The federal approval meant Sisley was on the brink of being able to perform her research, which could help hundreds of thousands of American veterans and others suffering from PTSD. Veterans and others suffering from PTSD have long vouched anecdotally that marijuana provides unique relief for their symptoms. And a study last May that examined the brain without actually administering marijuana suggested that cannabis may mitigate the flashbacks, nightmares, anxiety, and other symptoms that plague PTSD sufferers.

Last February, a a theoretical physicist at the California Institute of Technology and one-time MacArthur Fellow analogized the suppression of marijuana research to creationist control over paleontology, citing this PTSD study. “The most blatant example of this behavior came last year, when NIDA blocked an FDA-approved clinical trial testing marijuana as a remedy for post traumatic stress disorder,” said John H. Schwarz. “… Consider what American science might look like if all research were run like marijuana research is being run now.
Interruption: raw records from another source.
PR #9544, opened 2022-07-06
Fix cl.exe being excluded for .c files and c/cpp caching.

sean-mcmanus:
1. Fix cl.exe build tasks not showing for .c files.
2. Fix .c build tasks being cached for .cpp files (and vice versa).

I hit these bugs while investigating https://github.com/microsoft/vscode-cpptools/discussions/9535 .

### DIFF
--- a/Extension/src/Debugger/configurationProvider.ts
+++ b/Extension/src/Debugger/configurationProvider.ts
@@ -482,13 +482,13 @@ export class DebugConfigurationProvider implements vscode.DebugConfigurationProv
         if (fileIsCpp) {
             if (!DebugConfigurationProvider.detectedCppBuildTasks || DebugConfigurationProvider.detectedCppBuildTasks.length === 0) {
                 DebugConfigurationProvider.detectedCppBuildTasks = await cppBuildTaskProvider.getTasks(true);
-                DebugConfigurationProvider.detectedBuildTasks = DebugConfigurationProvider.detectedCppBuildTasks;
             }
+            DebugConfigurationProvider.detectedBuildTasks = DebugConfigurationProvider.detectedCppBuildTasks;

Suppose the Institute for Creation Science were put in charge of approving paleontology digs and the science of human evolution. Imagine what would happen to the environment if we gave coal and oil companies the power to block any climate research they didn’t like.”

Sisley’s contract will be terminated in September, according to the letter she received from university officials. And she cannot complete her research in that timeline. She may be able to bring her research to another university if she is hired but worries about “getting another academic appointment after this kind of baggage.”